INFORMATION START

PR #1102, opened 2020-06-07
Refactor "debouncing" into a function

rwols:
There's a bunch of places where we run a function at a later point
in time, but only when a certain stability condition holds.

### DIFF
--- a/plugin/color.py
+++ b/plugin/color.py
@@ -2,12 +2,13 @@ import sublime
 from .core.documents import is_transient_view
 from .core.protocol import Range
 from .core.protocol import Request
-from .core.registry import session_for_view, sessions_for_view, configurations_for_view
 from .core.registry import LSPViewEventListener
+from .core.registry import session_for_view, sessions_for_view, configurations_for_view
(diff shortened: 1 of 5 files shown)


plugin/color.py
```diff
@@ -2,12 +2,13 @@
...
 from .core.protocol import Range
 from .core.protocol import Request
-from .core.registry import session_for_view, sessions_for_view, configurations_for_view
 from .core.registry import LSPViewEventListener
+from .core.registry import session_for_view, sessions_for_view, configurations_for_view
 from .core.settings import settings
 from .core.typing import List, Dict, Optional
 from .core.url import filename_to_uri
 from .core.views import range_to_region
+from .core.windows import debounced
```
rchl, line 11: Not sure "windows.py" is the best place for it but don't have a better suggestion than a generic "utility".

rwols: I wanted to put it in registry.py, but then I got a circular import problem. And having another source file just for a function is a bit overkill.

INFORMATION END

## WORK ORDER
Look through the data above for the string "color" and copy every line where it appears.

## SOLUTION BELOW
--- a/plugin/color.py
+++ b/plugin/color.py
plugin/color.py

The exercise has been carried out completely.